!! Work on your student project !!

    • Compile a data set

    • Align sequences. Modify alignment by hand, if necessary. You might consider to generate a version of your alignment with gaps replaced by missing characters and one in which all gap containing columns are removed.

    • Reconstruct phylogenies using at least three different approaches.

    • Which substitution model best describes the evolution of your data (with or without ASRV).

    • Possible extension:

    • How do your data analyses compare to the small ribosomal RNA subunits? 16S/18SrRNA has become the gold standard for molecular markers. It is rather easy to compile datasets of 16SrRNA from the same set of species that are represented in your dataset (see below).

 

If you run out of things to do on your student project:

TREE-PUZZLE (cont.)

Perform the analysis listed under (B) in class 11 and repeat the analysis with 16S rRNAs.

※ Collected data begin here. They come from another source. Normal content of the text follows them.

PR #433, opened 2018-09-10
📙 Discovery - Update listener/apollo to use new schema format

DanielVF:
Update listener/apollo to use new schema format.

- Name is now title
- Price is now a currency and an amount
- Index category
- Index subcategory

Should not affect the current dapp searching-by-description code


daemon/indexing/apollo/index.js
```diff
@@ -255,7 +255,12 @@ const resolvers = {
       return listing.category
     },
     price(listing) {
-      return {currency: 'ETH', amount: listing.priceEth}
+      if(listing.priceCurrency === undefined
```
franckc: The schema enforces that both of those are set and therefore origin-js marketplace.getListing should never return a Listing object that does not have those set. But agreed better to be paranoid and have those checks at different layer of the stack.

daemon/indexing/apollo/index.js
```diff
@@ -246,7 +246,7 @@ const resolvers = {
       return { walletAddress: 'S_WADDR' }
     },
     title(listing) {
-      return listing.name
+      return listing.title || "Untitled"
```
franckc: Would it make sense to actually return an empty string, so that the Dapp can differentiate a listing with no title vs with title ?

Now, note that the schema enforces a title is set since it is a "required" field: https://github.com/OriginProtocol/origin-js/blob/master/src/schemas/listing-core.json#L178
So this should never happen. But agreed better to be paranoid...

daemon/indexing/apollo/index.js
DanielVF: Given that origin.js now guarantees us a title, I'll remove this check.

sparrowDom: Also apollo schema guarantees us that

DanielVF: Well the Apollo schema crashes that part of the request if it's empty, which is what I was trying to avoid.

sparrowDom: Aha yes you are right... the `origin-js` guarantees the object validity at indexing time while apollo schema only at query time.

sparrowDom: Aha yes you are right... the `origin-js` guarantees the object validity at indexing time while apollo schema only at query time.

PR #438, opened 2018-09-11
Speedup for contractService.currentAccount

DanielVF:
If there’s already a defaultAccount set, there’s no reason to first make a remote call and then use the defaultAccount anyway.

### Checklist:


DanielVF:
Thanks for fixing that!

PR #443, opened 2018-09-11
📙 Discovery - Add generic GraphQL query method

DanielVF:
Add generic GraphQL query method.

This changes the response of discovery.search to a pure object with the results, rather than that fetch specific object - I'll make another PR to update the dapp to match it.


src/resources/discovery.js
```diff
@@ -5,6 +5,23 @@ class Discovery {
     this.fetch = fetch
   }
 
+  async query(graphQlQuery){
+    const url = `${this.discoveryServer}:${this.discoveryServerPort}`
```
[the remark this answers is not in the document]
DanielVF: Yeah, but the rest of the code isn't doing it yet, so I kept this PR focused on the just the query feature.

We can just make a new PR to switch it over, whenever we merge those url changes.

src/resources/discovery.js
```diff
@@ -5,6 +5,23 @@ class Discovery {
...
+        query: graphQlQuery
+      }),
+      headers: {
+        'Content-Type': 'application/json'
+      }
+    })
+    if(resp.status != 200){
+      throw Error('Got non-sucess code from GraphQL server')
+    }
+    return await resp.json()
```
sparrowDom: @DanielVF I think it would be better here for `origin-js` to return response object instead of JSON. A lot of things can go wrong for different reasons when issuing a fetch and DAPP might want to handle these differently (discovery server not found, response malformed etc.). 

When used by developers this way only a general "Got non-sucess code from GraphQL server'" error is thrown and a developer has no idea of knowing what went wrong. 

I am making a core filters implementation Pull Request and will change that there if you agree?

sparrowDom: Or alternatively we could throw different exceptions for different errors from `origin-js` too I guess.

DanielVF: Yes, I'd go for throwing different errors.

In general, I the user facing side of the consuming the this service can't really do much about failures. Either the search worked, or it didn't. And if it doesn't, we aren't really planning on giving the user detailed error messages, since there's nothing they can do.

I think it's also good not to couple the dapp to a specific GraphQL client implementation. We may want to swap it out later.

This also simples the dapp side code, since the logic to check for the details of errors no longer lives in each location discover is used. (We may still have code handling errors in DAPP, but that code no longer needs to duplicate how to find out that an error occurred.)

sparrowDom: Yeah I agree that throwing different exceptions is probably the best way to go since it hides the implementation details. 

On the other hand I think throwing different errors is important, since external and internal developers using `origin-js` should have quality feedback about what went wrong. Was JSON malformed, can discovery server not be reached, did discovery server return unexpected results... 

This way debugging `origin-js` to find the origin of the problem is not needed since the exception object is descriptive. 

And if need be we can communicate different errors to the user, but I agree that a general error that "something went wrong" is enough for the user.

The dataset rdp.fa contains the aligned ribosomal RNA sequences (retrieved from RDP database) from the following prokaryotes:

ARCHAEA:

Sulfolobus acidocaldarius (70 °C),
Sulfolobus solfataricus (70-85 °C),
Archaeoglobus fulgidus (83 °C),
Methanosarcina barkeri (30-37 °C),
Methanosarcina mazeii (37°C),
Methanococcus jannaschii (80°C),
Haloferax volcanii (37°C),
Halobacterium salinarium (ca37°C),
Methanobacterium thermoautotrophicum (60-65°C),
Desulfurococcus sp. (85-90 °C),
Thermococcus sp (75+ °C),
Aeropyrum pernix (90°C),
Thermoplasma acidophilum (55-60°C),
Pyrococcus abysii and Pyrococcus horikoshii  (95°C)

BACTERIA:

Enterococcus hirae (37°C),
Borrelia burgdorferi (33-37°C),
Thermus thermophilus (70-80°C),
Deinococcus radiodurans (30°C),
Chlamydia trachomatis,
Chlamydophila pneumoniae.

DOES the environmental temperature influence the amount of among site rate variation? To address this question we can estimate the shape parameter (=the amount of ASRV) separately for subsets of sequences from thermo and mesophilic organisms.

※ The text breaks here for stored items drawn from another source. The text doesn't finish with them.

PR #444, opened 2018-09-11
User registry upgradability

### LINKED ISSUE #369: User registry upgradability
Just like the marketplace, the user registry should be upgradable.

I propose that we follow the same structure that we use for the marketplace. We can have directories for each version of the user registry contract(s), and then adapters for each version. The resource will then tie all the adapters together.

tyleryasaka:

### Checklist:

### Description:

- Puts adapter structure in place for user registry upgradability
- Improves our adapter setup with the addition of resolvers (see explanation below)
- Adds more models

With resolvers, origin-js structure looks more like this:
- **Models**: High-level objects that contain *data* formatted for origin-js API consumers
- **Resources**: High-level objects that contain *methods* for the origin-js API; links ipfs and blockchain data (and maybe bridge server data in the future)
- **Resolvers**: High-level abstraction around our smart contracts with a clean API for interacting with the blockchain; links adapters together; consumed by resources
- **Adapters**: Objects with methods that implement contract-level details that change between contract versions; one adapter for each version

So basically what I did here was separate the concerns between the *resources* and the *resolvers*. Previously all of the heavy lifting was being done in the resources. This was problematic because:
1. It was really messy to be doing adapter resolution and data validation/linking to ipfs all in one place.
2. Multiple resources may sometimes wish to use the same contract abstractions provided by the adapters. Without separate resolvers, this would require duplicating code. (Example: attestations resource and users resource both need to access the user registry contracts.)

Resolves #369


DanielVF:
I really like it!

src/adapters/marketplace/_resolver.js
```diff
@@ -0,0 +1,284 @@
...
+  constructor({ contractService, ipfsService, store }) {
+    this.adapters = {
+      '000': new V00_MarkeplaceAdapter({ contractService, ipfsService, store }),
+      '001': new V01_MarkeplaceAdapter({ contractService, ipfsService, store })
+    }
+    this.versions = ['000', '001']
+    this.currentVersion = this.versions[this.versions.length - 1]
+    this.currentAdapter = this.adapters[this.currentVersion]
+    this.contractService = contractService
+    this.ipfsService = ipfsService
```
franckc: It does not seem ipfsService is used anywhere in this class. Can we get rid of it ?

src/adapters/marketplace/_resolver.js
```diff
@@ -0,0 +1,284 @@
...
+  Notification,
+  readStatus,
+  unreadStatus,
+  storeKeys
+} from '../../models/notification'
+
+class MarketplaceResolver {
+  constructor({ contractService, ipfsService, store }) {
+    this.adapters = {
+      '000': new V00_MarkeplaceAdapter({ contractService, ipfsService, store }),
```
franckc: Did we say that moving forward we would only use V01 marketplace ? And that V00 was only for testing purposes ?

src/resources/marketplace.js
```diff
@@ -289,36 +217,15 @@ class Marketplace extends Adaptable {
...
-        listingIndex,
-        offerIndex,
-        confirmationCallback
-      )
-    } else if (listingId) {
-      const { adapter, listingIndex } = this.parseListingId(listingId)
-
-      const ipfsHash = await this.listingIpfsStore.save(data)
-      const ipfsBytes = this.contractService.getBytes32FromIpfsHash(ipfsHash)
+    const ipfsHash = await this.reviewIpfsStore.save(data)
```
franckc: The type of data in case it is an offer vs a listing is different.
For an offer it is review data, but for listing it is TBD (not being used yet).
So the validation and upload code to IPFS will need to be conditional.
Or perhaps we should split this method into addListingData and addOffer data ?

src/adapters/marketplace/_resolver.js
tyleryasaka: Yeah. That just means that we will create all new listings with the V01 marketplace (which we are already doing.) If we don't include that adapter here in the resolver, it might as well not be in the codebase.

That said, I was thinking some more and it may just be simplest to not do our first release with unnecessary versions. Depending on how others feel, I may do a separate PR to remove the extra version.

cuongdo: +1 on removing V00. I don't see it adding anything, and it seems to be a source of ongoing confusion.

src/resources/marketplace.js
tyleryasaka: Oh, I see. Yeah I like the idea of splitting into 2 separate methods; will save that for a separate PR though. Used if/else to fix this for now.

src/adapters/marketplace/_resolver.js
tyleryasaka: Ok, will make a PR for that after this is merged

DanielVF: I actually think that having the V00 marketplace code is great. It forces us to aways be upgrade ready, and upgradable contract and js code is a part of everything we do and every release. Can't keep things more honest than that.

PR #446, opened 2018-09-12
make discovery server url a single parameter

sparrowDom:
### Description:

Dapp already uses a single parameter for discovery server url ( https://github.com/OriginProtocol/origin-dapp/blob/master/src/services/origin.js#L70 ) Lets just change it here also


franckc:
Nice ! :)

PR #447, opened 2018-09-12
Add pause & unpause to token_cli

cuongdo:
### Checklist:

- [ ] ~~Code contains relevant tests for the problem you are solving~~

### Description:

This adds the `pause` and `unpause` actions to the token CLI, which
pause and unpause token transfers. These may only be called by the token
contract owner.

This also adds `sendTransaction` to the token library, which sends an
Ethereum transaction and polls for the receipt. This is necessary
workaround for an issue where the normal `contract.methods.MyMethod.send()`
function never returns a transaction receipt for certain calls:

https://github.com/INFURA/infura/issues/95

Manually tested the token faucet on Rinkeby & localhost to ensure that it still
works.

### DIFF
--- a/token/lib/token.js
+++ b/token/lib/token.js
@@ -196,10 +196,14 @@ class Token {
     // `await contract.methods.MyMethod(...).send(...)`:
     //
     // https://github.com/INFURA/infura/issues/95
-    const maxSleep = 15 * 60 * 1000 // 15 minutes, in milliseconds
+
+    // Blocks are mined every ~15 seconds, but it sometimes takes ~40-60 seconds
+    // to get a transaction receipt from rinkeby.infura.io.
+    const maxSleep = 120000
     let totalSleep = 0
     let sleepTime = 1000
     while (totalSleep <= maxSleep) {
+      this.vlog(`waiting ${sleepTime / 1000}s for transaction receipt`)
       await sleep(sleepTime)
 
       if (transactionHash) {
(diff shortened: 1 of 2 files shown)


token/lib/token.js
```diff
@@ -100,6 +110,148 @@ class Token {
...
+      })
+
+    // Poll for the transaction receipt, with an exponential backoff. This works
+    // around some strange interactions between web3.js and some web3 providers.
+    // For example, this issue sometimes prevents transaction receipts from
+    // being returned when simply calling
+    // `await contract.methods.MyMethod(...).send(...)`:
+    //
+    // https://github.com/INFURA/infura/issues/95
+    const maxSleep = 15 * 60 * 1000 // 15 minutes, in milliseconds
```
franckc: Wow. 15min is a long time ? I think on average blocks are mined every 15sec.
But I guess it does not really hurt to wait.

token/lib/token.js
```diff
@@ -100,6 +110,148 @@ class Token {
...
+            this.vlog('transaction successful')
+            return receipt
+          } else {
+            throw new Error('transaction failed')
+          }
+        } else {
+          this.vlog('waiting for transaction receipt')
+        }
+      } else {
+        this.vlog('waiting for transaction hash')
```
franckc: Nit: maybe log how many sec the next check will be performed. So that the operator running the script does not think it is hanging.

token/lib/token.js
cuongdo: Yes, good point. Fixed.

token/lib/token.js
cuongdo: Good point. I've removed this log message and added another at the beginning of the `while`.

PR #448, opened 2018-09-12
🚜 Sample data generator

DanielVF:
Create user profiles, sample listings, and sample offers.

Make as many as you want! Load test your app!

Currently made to run against a local truffle environment, but should not be hard to change to work on a testnet.


DanielVF:
(Fixing the eslint issue)

DanielVF:
@tyleryasaka I really don't want to add large dependency just for this. Faker is 14mb zipped, and I'd rather keep our list of dependencies low for security reasons as well. One less way developers can get attacked.

In this case, it's just a list of words so it's not going to need to be upgraded. The words used to not take up that much space in the file -- until prettier wanted to put each word on it's own line. :) The only disadvantage is that you have to scroll before editing the file.

tyleryasaka:
@DanielVF Yeah Faker is big, but we would just add it as a dev dependency. That won't affect the size of our production build and won't introduce any security risks in production. Not a big deal though, I'm fine with this list.

As far as the words being inline - how about we move the list of words to a separate json file and import it?

DanielVF:
A separate file would be great - where you recommend we put it?

Dev dependencies are still possible security problems, since it's an attack vector on an blockchain developer, which is a nice route into other valuable things.

tyleryasaka:
Meh, `scripts/sample-data.json` would work for me. Or wherever you think it would make sense.

sparrowDom:
Using this to test search functionality. Works perfectly 💪

scripts/sample-data.js
```diff
@@ -0,0 +1,145 @@
...
+// 3) Users make offers on other's listings
+
+// Local Usage:
+// scripts/sampleData.js <number of listings> <number of offers>
+// docker exec -ti origin-js node scripts/sampleData.js 42 17
+
+const NUMBER_OF_LISTINGS = parseInt(process.argv[2] || '30')
+const NUMBER_OF_OFFERS = parseInt(process.argv[3] || NUMBER_OF_LISTINGS / 2)
+
+const NAMES = [
```
franckc: I want in !!! :)

scripts/sample-data.js
```diff
@@ -0,0 +1,145 @@
...
+  return word.charAt(0).toUpperCase() + word.slice(1)
+}
+
+/*
+ * Setup
+ */
+
+const web3Provider = new Web3.providers.HttpProvider('http://localhost:8545')
+const web3 = new Web3(web3Provider)
+const ipfsUrl = urllib.parse('http://origin-js:8080')
```
franckc: super nit: maybe add a comment explaining that host "origin-js" is the virtual host created by the origin-js container when it runs in origin-box.

scripts/sample-data.js
```diff
@@ -0,0 +1,145 @@
...
+    )
+    const newListing = await o.marketplace.createListing({
+      schemaVersion: '1.0.0',
+      listingType: 'unit',
+      title: listingName,
+      category: CATEGORIES[Math.floor(Math.random() * CATEGORIES.length)],
+      subCategory: CATEGORIES[Math.floor(Math.random() * CATEGORIES.length)],
+      language: 'en-US',
+      description: description,
+      price: { currency: 'ETH', amount: price.toString() },
```
franckc: Feature request (can totally be done as separate PR): let's add a commission.
Something like:
`commission: { currency: 'OGN', amount: <same random amount> }`
That will allow us to test that ranking boosts listings with higher commission.

franckc:
ah. the build fails because:
```
/home/travis/build/OriginProtocol/origin-js/scripts/sample-data.js
  36:44  error  Strings must use singlequote  quotes
```

scripts/sample-data.js
```diff
@@ -0,0 +1,145 @@
...
+  'Daniel',
+  'Matthew',
+  'Kay',
+  'Пётр',
+  '계룡/鷄龍',
+  'Urist'
+]
+const CATEGORIES = ['Housing', 'Collectibles', 'For Sale', 'Services']
+const wordsFilePath = path.join(__dirname, "sample-words.json")
+const WORDLIST = JSON.parse(fs.readFileSync(wordsFilePath))
```
tyleryasaka: You can actually just import the json file.

```js
import WORDLIST from './sample-words.json'
```

DanielVF: I don't think node natively supports imports without special flags. I've switched it to require the words list file though.

sparrowDom:
@DanielVF I hope you don't mind... I have added the commission into the PR since I need it to test search... Also fixed a small bug in listeners. Looks like `adapters` have moved from `marketplace` to `marketplace.resolvers`

DanielVF:
Great. Do all the default accounts have starting OGN now? Otherwise does it break when you include a commission amount, but have no OGN?

sparrowDom:
Looks like they do, because the listings get added to blockchain and the indexing listener picks them up and indexes them

franckc:
Yes the migration scripts give 200 OGN to all accounts. See this [script](https://github.com/OriginProtocol/origin-js/blob/master/contracts/migrations/6_transfer_tokens_for_dev.js).

franckc:
@DanielVF @sparrowDom 
Going to merge this in a few minutes unless there is any objection...

scripts/sample-data.js
tyleryasaka: We're already doing it. https://github.com/OriginProtocol/origin-js/blob/master/src/resources/users.js#L3

scripts/sample-data.js
```diff
@@ -0,0 +1,144 @@
...
+    console.log(
+      chalk` ⬢  Creating listing {bold.hex('#d408f4') ${listingName}} from {bold.hex('#09f4a6') ${userFirst}}`
+    )
+
+    const newListing = await o.marketplace.createListing({
+      schemaVersion: '1.0.0',
+      listingType: 'unit',
+      title: listingName,
+      category: CATEGORIES[Math.floor(Math.random() * CATEGORIES.length)],
+      subCategory: CATEGORIES[Math.floor(Math.random() * CATEGORIES.length)],
```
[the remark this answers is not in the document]
sparrowDom: @DanielVF bump (in case you overlooked the comment)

Using ClustalX generate three data sets:
4-7 prokaryotes with a growth temperature above 50°C
a comparable** group of 4-7 prokaryotes with a growth temperature below 50°C
a data set containing both of the above groups.

** Calculate a tree (puzzle distance matrix, then NEIGHBOR would be fine) and choose sequences for your thermophile and mesophile subsets so that they have similar relationships.

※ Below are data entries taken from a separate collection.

PR #450, opened 2018-09-12
Support boost approval and commissions

jordajm:
### Checklist:

- This will need to have some unit tests added to it. Also, `ClaimHolderPresigned` test is failing - not sure why.

### Description:

Please explain the changes in this PR:

Supports https://github.com/OriginProtocol/origin-dapp/pull/491

Adds two new methods to the token API:
- `approveContract()`
- `getAllowance()`


src/resources/token.js
```diff
@@ -54,6 +58,62 @@ class Token extends ResourceBase {
     await this.getContract()
     return await this.contract.methods.paused().call()
   }
+
+  /**
+   * Relays calls to the contract service
+   */
+  async call(methodName, args, opts) {
```
micahalcorn: Can this not use [`contractService.call`](https://github.com/OriginProtocol/origin-js/blob/john/boost_approval/src/services/contract-service.js#L187)?

micahalcorn: Why does this not call the `contractService` method directly?

micahalcorn: Ah, I see, it needs the `contractName`. ✅

jordajm: Right on - it's modeled after the marketplace adapter here:
https://github.com/OriginProtocol/origin-js/blob/john/boost_approval/src/adapters/marketplace/v00.js#L26-L33

src/adapters/marketplace/v00.js
```diff
@@ -39,10 +39,15 @@ class V00_MarkeplaceAdapter {
...
     ipfsBytes,
-    { deposit = '0', arbitrator },
+    { deposit = '0', arbitrator, commission },
     confirmationCallback
   ) {
     const from = await this.contractService.currentAccount()
+    deposit = commission && commission.amount || '0'
+
+    if (deposit !== '0') {
+      deposit = (Number(deposit)*10**18).toString()
```
franckc: In general I think it's not safe to use JS Number for such large values... Let's use BigNumber everywhere ?

Either by using the [Big Number](https://www.npmjs.com/package/big-number) package directly (we'll need to add it to package.json) or via https://web3js.readthedocs.io/en/1.0/web3-utils.html#tobn - I'd lean towards the former.

src/resources/token.js
```diff
@@ -16,6 +16,10 @@ class Token extends ResourceBase {
     this.getTokenAddress = async function() {
       return await marketplace.getTokenAddress()
     }
+
+    this.contractService = contractService
+    this.marketplace = marketplace
+    this.contractName = 'OriginToken'
```
franckc: As opposed to hardcoding it, I think it is accessible via OriginTokenContract.contractName

src/resources/token.js
```diff
@@ -54,6 +58,62 @@ class Token extends ResourceBase {
...
+  async getAllowance(tokenOwnerAddress) {
+    await this.getContract()
+    await this.setMarketplaceContractAddress()
+
+    const allowanceRemaining = await this.call(
+      'allowance',
+      [tokenOwnerAddress, this.marketplaceContractAddress],
+    )
+    
+    const allowanceNum = parseFloat(allowanceRemaining)
```
franckc: Same comment as above. Let's use BigNumber.

src/adapters/marketplace/v00.js
```diff
@@ -39,10 +39,15 @@ class V00_MarkeplaceAdapter {
 
   async createListing(
     ipfsBytes,
-    { deposit = '0', arbitrator },
+    { deposit = '0', arbitrator, commission },
     confirmationCallback
   ) {
     const from = await this.contractService.currentAccount()
+    deposit = commission && commission.amount || '0'
```
franckc: Paranoia: should we check commission.currency==='OGN' and add a comment that in V1 we only support commission in that currency ?

micahalcorn:
Closing this in favor of #475 😅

Analyse all three of these data sets using TREE-PUZZLE (use the default options, but select a rate heterogeneity model described by a Gamma distribution with 8 rate categories - have TREE-PUZZLE estimate the shape parameter)

Is the among site rate variation different for the two sets of species? Discuss your findings.

Do your results for the rRNA dataset differ from the results you obtained using the ATPase dataset?

Work on your own dataset (student project)!!!